FIG. 7 is a flow diagram illustrating the process of thread creation and statistical information gathering for the newly created thread in accordance with some implementations. Each of the operations shown in FIG. 7 may correspond to instructions stored in a computer memory or computer readable storage medium. Optional operations are indicated by dashed lines (e.g., boxes with dashed-line borders). In some implementations, the method described in FIG. 7 is performed by the server system (FIG. 3, 300).

In some implementations, the server system (FIG. 3, 300) creates a thread associated with an entity (702). For example, if an organization had data stored at the server system, and initiated a data request, the system would then create a thread to process the request and send the data to the requestor. This thread would be associated to the entity (in this case an organization) to whom the data belonged. In some implementations, as part of created a thread, the server system (FIG. 3, 300) copies a pointer to a counter associated with the entity into the thread (704). In some implementations, the pointer is stored in thread local storage.

In some implementations, the server system (FIG. 3, 300) receives an interrupt signal form the operating system being executed on the server system (FIG. 3, 300) at regular intervals (706). The server system (FIG. 3, 300) then determines, for a particular thread, whether the thread is currently being executed by one of the one or more processors (708). In accordance with a determination that the thread is currently being executed, the server system (FIG. 3, 300) interrupts the thread being executed (710). The server system (FIG. 3, 300) then increments a counter associated with the thread (712). In some implementations the server system (FIG. 3, 300) increments the counter by identifying the pointer to the counter, dereferencing the pointer to access counter, and added one to the total stored in the counter.

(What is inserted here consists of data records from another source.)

PR #507, opened 2023-06-16
feat: can launch custom scripts at startup of container

f-necas:
Custom sh scripts can be deployed into a container by setting the environment variable `CUSTOM_SCRIPTS_DIRECTORY` pointing to a mounted volume.

It can be used to deploy custom header for instance. 

Env variable and volume has to be set and scripts must be shebang sh
Cmd Example :
```bash
$ docker run -p 8080:80 \
             -v /home/user/my-scripts:/some/random/path \
             -e CUSTOM_SCRIPTS_DIRECTORY=/some/random/path \
             geonetwork/geonetwork-ui-datahub
```

@edevosc2c

### DIFF
--- a/apps/datahub/project.json
+++ b/apps/datahub/project.json
@@ -26,11 +26,6 @@
             "glob": "*",
             "input": "conf",
             "output": "assets/configuration/"
-          },
-          {
-            "glob": "*",
-            "input": "apps/datahub/docker-entrypoint.d",
-            "output": "docker-entrypoint.d/"
           }
         ],
         "styles": [
--- a/apps/datahub/project.json
+++ b/apps/datahub/project.json
@@ -26,6 +26,11 @@
             "glob": "*",
             "input": "conf",
             "output": "assets/configuration/"
+          },
+          {
+            "glob": "*",
+            "input": "apps/datahub/docker-entrypoint.d",
+            "output": "docker-entrypoint.d/"
           }
         ],
         "styles": [
--- a/tools/docker/docker-entrypoint.sh
+++ b/tools/docker/docker-entrypoint.sh
@@ -59,8 +59,6 @@ if [[ -z "${CUSTOM_SCRIPTS_DIRECTORY}" ]]; then
   echo "[INFO] No CUSTOM_SCRIPTS_DIRECTORY env variable set"
 else
   echo "[INFO] CUSTOM_SCRIPTS_DIRECTORY env variable set to ${CUSTOM_SCRIPTS_DIRECTORY}"
-  chmod +x ${CUSTOM_SCRIPTS_DIRECTORY}/*.sh  
-  cd ${CUSTOM_SCRIPTS_DIRECTORY}/
   run-parts ${CUSTOM_SCRIPTS_DIRECTORY}/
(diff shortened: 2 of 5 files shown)


fgravin (commented):
Hi @f-necas, could you please give more context in the description of the PR ?
Can you give some use cases for instance.
Thanks

apps/datahub/project.json
```diff
@@ -26,6 +26,11 @@
             "glob": "*",
             "input": "conf",
             "output": "assets/configuration/"
+          },
+          {
```
fgravin, line 30: why do you need that ?

tools/docker/docker-entrypoint.sh
```diff
@@ -54,6 +54,17 @@ else
   echo "[INFO] No custom assets found at ${CUSTOM_ASSETS_PATH}"
 fi
 
+# Executing custom scripts located in CUSTOM_SCRIPTS_DIRECTORY if environment variable is set
+if [[ -z "${CUSTOM_SCRIPTS_DIRECTORY}" ]]; then
+  echo "[INFO] No CUSTOM_SCRIPTS_DIRECTORY env variable set"
+else
+  echo "[INFO] CUSTOM_SCRIPTS_DIRECTORY env variable set to ${CUSTOM_SCRIPTS_DIRECTORY}"
+  chmod +x ${CUSTOM_SCRIPTS_DIRECTORY}/*.sh  
+  cd ${CUSTOM_SCRIPTS_DIRECTORY}/
```
jahow, line 63: I'm not sure if this line is really necessary; it works with it because the directory is an absolute path, but it could be misleading maybe?

tools/docker/docker-entrypoint.sh
```diff
@@ -54,6 +54,17 @@ else
   echo "[INFO] No custom assets found at ${CUSTOM_ASSETS_PATH}"
 fi
 
+# Executing custom scripts located in CUSTOM_SCRIPTS_DIRECTORY if environment variable is set
+if [[ -z "${CUSTOM_SCRIPTS_DIRECTORY}" ]]; then
+  echo "[INFO] No CUSTOM_SCRIPTS_DIRECTORY env variable set"
+else
+  echo "[INFO] CUSTOM_SCRIPTS_DIRECTORY env variable set to ${CUSTOM_SCRIPTS_DIRECTORY}"
+  chmod +x ${CUSTOM_SCRIPTS_DIRECTORY}/*.sh
```
jahow, line 62: I wouldn't do that here, the scripts should be made executable before running the docker image in my opinion. Modifying the file (even just its rights) from a docker run is a little bit risky; what if it fails?

jahow (approved):
Great, clean and simple, great job! I've tested it locally and it works just fine. I just made two comments, feel free to address and merge when you consider it done. Thanks!

tools/docker/docker-entrypoint.sh
edevosc2c: agree here

tools/docker/docker-entrypoint.sh
edevosc2c: I don't think it's necessary either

The methods illustrated in FIGS. 5-7 may be governed by instructions that are stored in a computer readable storage medium and that are executed by at least one processor of at least one server. Each of the operations shown in FIGS. 5-7 may correspond to instructions stored in a non-transitory computer memory or computer readable storage medium. In various implementations, the non-transitory computer readable storage medium includes a magnetic or optical disk storage device, solid state storage devices such as Flash memory, or other non-volatile memory device or devices. The computer readable instructions stored on the non-transitory computer readable storage medium may be in source code, assembly language code, object code, or other instruction format that is interpreted and/or executable by one or more processors.

Plural instances may be provided for components, operations or structures described herein as a single instance. Finally, boundaries between various components, operations, and data stores are somewhat arbitrary, and particular operations are illustrated in the context of specific illustrative configurations. Other allocations of functionality are envisioned and may fall within the scope of the implementation(s). In general, structures and functionality presented as separate components in the example configurations may be implemented as a combined structure or component. Similarly, structures and functionality presented as a single component may be implemented as separate components. These and other variations, modifications, additions, and improvements fall within the scope of the implementation(s).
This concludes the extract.